Work order -
The expected output is each line in the data below that includes the string "implements".

Supplied records -
PR #160, opened 2021-03-04
Fix Illegal reflective access LongFastUUID

diegolovison:
Tested with
```
openjdk version "17-ea" 2021-09-14
OpenJDK Runtime Environment (build 17-ea+12-906)
OpenJDK 64-Bit Server VM (build 17-ea+12-906, mixed mode, sharing)

```


rvansa:
Well I had in mind not doing stuff that JDK considers nasty but we can use this hack for a bit :)

diegolovison:
I was trying something like https://github.com/apache/groovy/pull/905/files but wasn't able to get it working.
Then, I decided to do the hack

PR #665, opened 2026-01-23
Refactor phase lifecycle and statistics collection for improved reliability

diegolovison:
Refactor phase lifecycle and statistics collection for improved reliability

- Extract connection opening logic into waitOpenConnection() method for better separation of concerns
- Ensure statistics executor properly waits for all pending tasks before shutdown
- Add sequential task execution guarantee with single-threaded executor documentation
- Refactor phaseChanged to use onPhaseChanged hook pattern for extensibility
- Fix phase name reference from phase.name to phase.name() for consistency
- Ensure statistics are fully collected before termination with configurable timeout

This PR basically moves things around and adds asserts. There is a misbehavior in `LocalSimulationRunner` and it is not matching what `AgentVerticle` is doing. I know the issue exists, but I still don't have a concrete reproducer for it.

### DIFF
--- a/core/src/main/java/io/hyperfoil/core/impl/LocalSimulationRunner.java
+++ b/core/src/main/java/io/hyperfoil/core/impl/LocalSimulationRunner.java
@@ -1,7 +1,6 @@
 package io.hyperfoil.core.impl;
 
 import java.util.Map;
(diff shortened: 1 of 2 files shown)


franz1981 (approved):
Thanks ❤️

PR #692, opened 2026-02-17
Allows load generator to use nano second granularity

### LINKED ISSUE #342: OpenModelPhase cannot go past 1000 rps

franz1981:
## Fixes Issue

Fixes #342 

I have to check this against https://github.com/franz1981/Netty-VirtualThread-Scheduler/pull/81 
i.e. if we uses native transport having nano seconds granularity will works well, but what happen if it doesn't?

### DIFF
--- a/core/src/test/java/io/hyperfoil/core/impl/rate/PoissonRampRateGeneratorTest.java
+++ b/core/src/test/java/io/hyperfoil/core/impl/rate/PoissonRampRateGeneratorTest.java
@@ -23,13 +23,16 @@ public class PoissonRampRateGeneratorTest extends RateGeneratorTest {
 
    @Override
    void assertSamplesWithoutSkew(final double[] samples, final long totalUsers) {
-      final double[] interArrivalTimes = computeInterArrivalTimes(samples);
-      final double[] fireTimesOnIntervals = new double[interArrivalTimes.length];
-      double elapsedTime = 0;
-      for (int i = 0; i < interArrivalTimes.length; i++) {
-         final double rpNs = computeRateAtTime(1.0 / 1_000_000_000.0, 10.0 / 1_000_000_000.0, 10_000_000_000L, elapsedTime);
-         fireTimesOnIntervals[i] = interArrivalTimes[i] * rpNs;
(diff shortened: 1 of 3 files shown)


core/src/test/java/io/hyperfoil/core/impl/rate/NanosecondBurstinessTest.java
```diff
@@ -0,0 +1,259 @@
...
+      for (int i = 1; i < samples; i++) {
+         long currentMs = fireTimes[i] / 1_000_000;
+         if (currentMs != prevMs) {
+            distinctMillisValues++;
+            prevMs = currentMs;
+         }
+      }
+      // 100 samples at 100,000 ns apart = 10,000,000 ns = 10 ms total span
+      // So we should see roughly 10 distinct ms values
+      assertTrue(distinctMillisValues >= 9,
```
diegolovison: We are testing only the lower bound. How about the upper bound?

diegolovison:
This PR LGTM, but if you agree, I would like to have a new commit before the merge.

Today, the values are represented as `9_000_000_000L`, `100_000L`, and so on. Without looking within the code, you don't understand what it represents.
My suggestion is to change to `Duration` within the tests and make the constructors receive `Duration` as well.
Internally, it should be converted to `long`, then the hotpath will work only with long.

```java
// Instead of:
RateGenerator.rampRate(1, 10, 10_000_000_000L)

// Use:
RateGenerator.rampRate(1, 10, Duration.ofSeconds(10))
```

Another note, do we need the following scenarios?
- Very low (<1000)
- very high (>100k)

core/src/test/java/io/hyperfoil/core/impl/rate/NanosecondBurstinessTest.java
franz1981: We have other tests which looks to the reported values singularly which should behave as expected (accordly to the function described) and we test the distance too

diegolovison (approved):

PR #696, opened 2026-02-19
Fix internal coordinated omission for open model phases

franz1981:
Fixes #592 

It exposes a new ergonomic (used by default on `Wrk2` wrapper - which can be very high rate - and use the computed `intended start time ns` for the response times computation, adjusting the one collected during the preparation http step, which could be prone to internal delays or GC/throttling.

This erognomics could be enabled on any other test with the limit that the http request step should be the nearest one to the rate tick generation (if I got it right!).

### DIFF
--- a/core/src/main/java/io/hyperfoil/core/impl/PhaseInstanceImpl.java
+++ b/core/src/main/java/io/hyperfoil/core/impl/PhaseInstanceImpl.java
@@ -104,7 +104,7 @@ public abstract class PhaseInstanceImpl implements PhaseInstance {
       recordAbsoluteStartTime();
       log.debug("{} changing status to RUNNING", def.name);
       phaseChangeHandler.onChange(def, Status.RUNNING, false, error)
-            .thenRunAsync(this::proceed, executorGroup.next());
+            .thenRun(this::proceed);
    }
 
    protected abstract void proceed();


core/src/main/java/io/hyperfoil/core/session/SessionImpl.java
```diff
@@ -53,6 +53,8 @@ class SessionImpl implements Session {
    private AgentData agentData;
    private GlobalData globalData;
    private SessionStatistics statistics;
+   private long startTimestampMillis;
```
franz1981: probably i should have used exactly the same name prefix `intended`

franz1981:
Thinking about it twice, only throttled users would be unable to correctly uses the intended start time: I have to think if I could address this as it is or in a different way

franz1981:
I have to check the duration of some new tests since they look too long IMHO

eg
```
[INFO] Tests run: 2, Failures: 0, Errors: 0, Skipped: 0, Time elapsed: 9.236 s -- in io.hyperfoil.http.CompensateInternalLatencyTest
[INFO] Tests run: 2, Failures: 0, Errors: 0, Skipped: 0, Time elapsed: 4.306 s -- in io.hyperfoil.http.ThrottledSessionsTest

```

Issue #694, opened 2026-02-18
CPu watchdog assume a 10ms tick while modern kernels have 100ms


franz1981:
This lead to make the cpu watchdog to complain for no reasons...it would be great if we could get that value out fo the system to make the cpu watchdog to work more reliably

PR #697, opened 2026-02-19
Resolve CpuWatchdog false positives due to tick rate assumptions

diegolovison:
Fixes: https://github.com/Hyperfoil/Hyperfoil/issues/694

The original CpuWatchdog was experiencing false positives because it calculated CPU usage by comparing kernel ticks against wall-clock time (System.nanoTime()). It assumed a hardcoded 10ms tick (TICK_NANOS = 10_000_000).

If the kernel skips ticks to save power (tickless kernels / NOHZ), or if our Java thread experiences minor scheduling jitter, comparing elapsed nanoseconds to kernel ticks causes severe math drift, falsely triggering the 100% CPU usage alarm.


franz1981 (approved):
I really like this approach, which is similar to what `top` does AFAIK, and much better: keep the ratios and no need for jiffies ;)

Issue #678, opened 2026-01-29
Verify native transport usage for nanosecond timing precision (pwait2 syscall)


diegolovison:
## Context

As discussed in https://github.com/franz1981/Netty-VirtualThread-Scheduler/pull/81, using Netty's native transports (Epoll on Linux, KQueue on macOS) is critical for accurate timing measurements in benchmarking tools. Without native transports, timing resolution may be limited to millisecond granularity instead of nanoseconds.

The key indicator is the presence of `pwait2` syscalls, which provide nanosecond-level precision for timing operations.

Hyperfoil already has native transport support implemented in `EventLoopFactory`. It needs to be double-checked.

diegolovison:
@franz1981 I would like to double-check if I understood you correctly:
- retrieve if we have epoll_pwait2 on the host machine
- if not, create a WARN message

Is my understanding accurate?

PR #700, opened 2026-02-20
Add warn message about sub-millisecond and timing precision

diegolovison:
Fixes: https://github.com/Hyperfoil/Hyperfoil/issues/678

Add warn message about sub-millisecond and timing precision


franz1981 (approved):
LGTM!
What it says on your machine?

PR #707, opened 2026-02-25
Add SubMillisecondTimingTest

diegolovison:
Add SubMillisecondTimingTest

### DIFF
--- a/core/src/main/java/io/hyperfoil/core/impl/SimulationRunner.java
+++ b/core/src/main/java/io/hyperfoil/core/impl/SimulationRunner.java
@@ -551,7 +551,7 @@ public class SimulationRunner {
       log.info("GC execution took {} ms", (System.currentTimeMillis() - actualGCRun));
    }
 
-   private void checkNativeTransportForSubMillisecondTiming() {
+   public boolean checkNativeTransportForSubMillisecondTiming() {
       boolean requiresSubMillisecondPrecision = false;
       double threshold = 1000.0;
       for (Phase phase : benchmark.phases()) {
@@ -593,6 +593,7 @@ public class SimulationRunner {
                   "Sub-millisecond rate detected but native epoll transport is unavailable. Timing precision may be limited to millisecond granularity.");
          }
       }
+      return requiresSubMillisecondPrecision;
    }
 
    private static class SharedResources {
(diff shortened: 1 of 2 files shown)


stalep:
## Review

The test intent is good — verifying the sub-millisecond detection logic is valuable. A few concerns:

### Visibility change for testability
Making `checkNativeTransportForSubMillisecondTiming()` from `private` to `public` just for testing leaks an internal implementation detail into `SimulationRunner`'s public API. A cleaner approach would be to extract the detection logic into a static utility method (e.g., in a helper class) that takes a `Benchmark` and `agentId`, making it independently testable without changing `SimulationRunner`'s visibility.

### The fork test documents a potential bug, not correct behavior
`testSubMillisecondDetectionWithForks` asserts `false` for 3000 RPS total split across 4 forks (750 each, below the 1000 threshold). But the system still needs to schedule 3000 events/sec total, which requires sub-millisecond precision. Is this documenting a **bug** (forks should aggregate) or **expected behavior** (each fork has its own `FireTimeSequence` so per-fork rate is what matters)? This should be clarified with a comment.

### Constructor side effects
The test creates a full `SimulationRunner` just to call one method. The constructor likely does significant initialization (event loops, session pools, etc.) that's unnecessary for testing a pure detection method. This further supports extracting the logic into a standalone testable utility.

### Missing `@Tag` annotation
Other standalone benchmark tests use `@Tag("io.hyperfoil.test.Benchmark")`. This test extends `BaseBenchmarkTest` (needs an HTTP server) but doesn't have the tag — it'll run with regular `mvn test` which may or may not be intended.

diegolovison:
@stalep Hello,

* **Visibility change for testability, Constructor side effects**: Not needed
* **The fork test documents a potential bug, not correct behavior**: Can you please rephrase or explain?
* **Missing @Tag annotation**: Done

franz1981:
@diegolovison do we have already other tests which for submilliseconds precision?
Why this one should be different?

We can compute the rate in many different ways, but the way it is honored by the open model is always the same regardless.
I want to understand what this test is reproducing:
- a bug while the ratio is computed to partition the overall 
- a bug on open model while having 1.33 ms interval?


Because the latter is covered and the former doesn't even need to run the workload nor a server, just check which value is passed by computation to the different models.

PR #659, opened 2026-01-20
Add Maven Shade Plugin for wrk and wrk2 CLI executables

diegolovison:
Add Maven Shade Plugin for wrk and wrk2 CLI executables

How to test
```
mvn clean install -DskipTests -pl '!distribution'

java -jar clustering/target/wrk.jar -c 1 -d 1 www.google.com
Running 1 test @ http://www.google.com
  2 threads and 1 connections
  Thread Stats   Avg      Stdev     Max   +/- Stdev
    Latency   120.39ms    5.63ms 130.02ms   66.67%
    Req/Sec     9.00      0.00     9.00    100.00
  9 requests in 1.003s, 441.10kB read
Requests/sec: 8.97
Transfer/sec: 439.78kB

java -jar clustering/target/wrk2.jar -c 1 -d 1 --rate 1 www.google.com
Running 1 test @ http://www.google.com
  2 threads and 1 connections
  Thread Stats   Avg      Stdev     Max   +/- Stdev
    Latency   116.13ms       0ns 116.39ms    0.00%
    Req/Sec     1.00      0.00     1.00    100.00
  2 requests in 1.003s,  55.16kB read
Requests/sec: 1.99
Transfer/sec:  54.99kB
```

PR #737, opened 2026-03-24
Print total stats summary after run completes in LoadAndRun

stalep:
Addresses jbang-catalog#14 by executing "stats -t" after the wait command completes, so that run@hyperfoil displays the same statistics table (PHASE, METRIC, THROUGHPUT, etc.) that cli@hyperfoil shows.

### DIFF
--- a/cli/src/main/java/io/hyperfoil/cli/Table.java
+++ b/cli/src/main/java/io/hyperfoil/cli/Table.java
@@ -179,7 +179,14 @@ public class Table<T> {
       int suffixLength = prefixes == null ? 0
             : prefixes.stream().filter(Objects::nonNull).mapToInt(Table::width).max().orElse(0);
       int totalWidth = IntStream.of(width).map(w -> w + 2).sum() - 2;
-      int maxWidth = invocation.getShell().size().getWidth() - prefixLength - suffixLength;
+      int shellWidth = invocation.getShell().size().getWidth();
+      if (shellWidth < totalWidth) {
+         int termWidth = org.aesh.readline.util.TerminalUtil.terminalWidth();
+         if (termWidth > shellWidth) {
+            shellWidth = termWidth;
+         }
+      }
+      int maxWidth = shellWidth - prefixLength - suffixLength;
       boolean multiline = totalWidth > maxWidth;
       int idsWidth = IntStream.of(width).limit(idColumns).map(w -> w + 2).sum();
       int stride = width.length - idColumns;
--- a/cli/src/main/java/io/hyperfoil/cli/commands/LoadAndRun.java
+++ b/cli/src/main/java/io/hyperfoil/cli/commands/LoadAndRun.java
@@ -25,7 +25,7 @@ public class LoadAndRun extends BaseStandaloneCommand {
 
    @Override
    protected List<Class<? extends Command<HyperfoilCommandInvocation>>> getDependencyCommands() {
-      return List.of(Upload.class, Wait.class, Report.class);
+      return List.of(Upload.class, Wait.class, Stats.class, Report.class);
    }
 
    @Override
@@ -57,6 +57,7 @@ public class LoadAndRun extends BaseStandaloneCommand {
       @Override
       protected void monitor(HyperfoilCommandInvocation invocation) throws CommandException {
          invocation.executeSwitchable("wait");
+         invocation.executeSwitchable("stats -t");
          if (output != null && !output.isBlank()) {
             invocation.executeSwitchable("report --silent -y --destination " + output);
          } else {


edeandrea:
Hi @stalep do you know when this might be part of a hyperfoil release? We've been waiting on this for some time now (several months).

See quarkusio/spring-quarkus-perf-comparison#42

It would really help us out in some of our investigations.

franz1981:
@edeandrea me or @diegolovison had to roll a new release but we have been busy testing it has no other impacts since we added a lot of changes in the internals 🙏 
Once we were ready to release, the spring vs Quarkus thing happened :)

edeandrea:
> @edeandrea me or @diegolovison had to roll a new release but we have been busy testing it has no other impacts since we added a lot of changes in the internals 🙏 Once we were ready to release, the spring vs Quarkus thing happened :)

Thanks for the update. I think this would be helpful in that investigation, especially being able to quickly test different scenarios without having to update any of the benchmark scripts/infrastructure.

I have https://github.com/quarkusio/spring-quarkus-perf-comparison/pull/113 queued up and ready to go once this is in.

franz1981:
Dis you tried already to see if it looks as you expect @edeandrea ? 🙏

edeandrea:
I can't because this isn't released....

diegolovison:
Now, you can! :)
Take a look at https://github.com/Hyperfoil/Hyperfoil/pull/659

edeandrea:
> Now, you can! :) Take a look at #659

But that means I have to build hyperfoil locally, and then do `java -jar` instead of using hyperfoil via jbang. Thats not a solution unfortunately.

franz1981:
Just be warned @edeandrea :
the result format exposed by Hyperfoil is pretty much stable and is a stronger contract that the cli output.
For wrk, nope because wrk was based on an existing tool which hyperfoil has to emulate, output included

edeandrea:
> Just be warned @edeandrea : the result format exposed by Hyperfoil is pretty much stable and is a stronger contract that the cli output. For wrk, nope because wrk was based on an existing tool which huperfoil has to emulate, output included

But maybe i'm mistaken, but when I run hyperfoil via jbang it does not output anywhere the req/sec number. You'd have to go searching through lots of files to find numbers and then do some math.

I'm not saying that the cli output needs to match wrk character for character, but when I run hyperfoil manually it outputs this:


```
[hyperfoil@in-vm]$ run app-load-test
Started run 0010
Total stats from run 0010
PHASE     METRIC         THROUGHPUT     REQUESTS  MEAN     STD_DEV  MAX       p50      p90      p99       p99.9     p99.99    TIMEOUTS  ERRORS  BLOCKED  2xx      3xx  4xx  5xx  CACHE
warmup    executeAction  8862.38 req/s   1063618  5.64 ms  2.84 ms  55.05 ms  4.95 ms  8.98 ms  16.12 ms  27.66 ms  39.32 ms         0       0     0 ns  1063618    0    0    0      0
loadTest  executeAction  8728.55 req/s    261900  5.73 ms  2.87 ms  55.57 ms  5.01 ms  9.18 ms  16.45 ms  26.87 ms  37.75 ms         0       0     0 ns   261900    0    0    0      0
```

But when I run hyperfoil via jbang, it doesn't print any of that. Thats the data I'm after with this change

diegolovison:
- Build hyperfoil locally
- Copy the jbang command
- Replace with java -jar
- See if it matches your expectations.

You don't need a SUT. Do it super simple like `-c 1 -d 1 www.google.com`

edeandrea:
> * Build hyperfoil locally
> * Copy the jbang command
> * Replace with java -jar
> * See if it matches your expectations.
> 
> You don't need a SUT. Do it super simple like `-c 1 -d 1 www.google.com`

Are you saying do that just to ensure the change works as I expect it?

franz1981:
Yes but you will parse that data right?
What I know is that the cli output is not a strong contract like the result file and afaik all the other tests built by my team just extract what's needed from there computing it themselves.
That said I understand is not as convenient as while making the cli to compute it but allows you to be in control and don't break - silently - if we add a new column (which has happened ..).

In addition to that, I remember we talked already about this feature and as long as we don't run fixed TPS in the quarkus benchmark, having the html files either is just misleading.
In all out TPS, the load generator act in closed model model, and the histograms of latencies are prone to coordinated omission and misleading..

The sole case where it would be convenient is by having multiple endpoints

franz1981:
@edeandrea the release has been done and the jbang catalog updated. I have to check myself to see if it works, but is there :+1:

edeandrea:
It works!

edeandrea:
Is there a way I can "pin" to a specific version? Both `run@hyperfoil` and `cli@hyperfoil` both have the same `script-ref`.

If I use `jbang run@hyperfoil`, the version of hyperfoil is floating. In my case I want to pin to a specific hyperfoil version.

Solution to this exercise -
@@ -104,7 +104,7 @@ public abstract class PhaseInstanceImpl implements PhaseInstance {
@@ -53,6 +53,8 @@ class SessionImpl implements Session {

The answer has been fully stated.